The other is the rock physical coupling method, which is used to improve the linear or nonlinear correlation between different physical parameters by incorporating some statistical rock physical information into the deterministic inversion. When there is a physical parameter relationship, the relationship can be used to constrain different physical parameter inversion methods, and the strength of this constraint is much higher than that of the structural coupling method (Niwlawn and Jacobsen, 2000; Afnimar et al., 2002; Moorkamp et al., 2011; Heincke et al., 2017). When the relationship equation of physical property parameters does not exist, the statistical petrophysical information can also be integrated into the deterministic inversion objective function through the fuzzy clustering related function, and the known statistical petrophysical information can be used to infer the physical properties of the unknown region (Lelievre et al., 2009; Carter McAuslan et al., 2015; Sun and Li, 2016; Rongzhe et al., 2023). This type of coupling has stronger constraints than structural coupling, but is weaker than the case where physical parameter relationships exist. The petrophysical-based coupling method is totally dependent on the completeness and accuracy of the petrophysical information, which shows some limitations.

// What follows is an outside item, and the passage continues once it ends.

PR #1406, opened 2026-06-02
fix: skill retrieval boosts on tag substrings (e.g. 'ai' tag for any 'email' query)

afonsopc:
## Summary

The above coupling-based joint inversion method can improve the vertical resolution of the density model to a certain extent. However, the implementation of this strategy needs to consider the integration of different methods, and there is bound to be the problem of inconsistent data convergence rate of different methods, which directly affects the constraints on the model parameters, and the results of the joint inversion reconstruction may not be in line with the expectations. At the same time, it is also necessary to consider the relative weights between different data sets, the size of the weights may depend on the quality of different data and the sensitivity of the model parameters, etc. Only by adjusting the appropriate weight factors to balance the relationship between the various items can ensure that the joint inversion of the convergence of the stability. In addition, it is also necessary to consider the effect of the order of magnitude difference of different model parameters, different model parameters have different order of magnitude, if they are coupled directly, it will affect the coupling effect of different model parameters and the inversion results. Therefore, the synchronized joint inversion is a relatively complicated inversion algorithm.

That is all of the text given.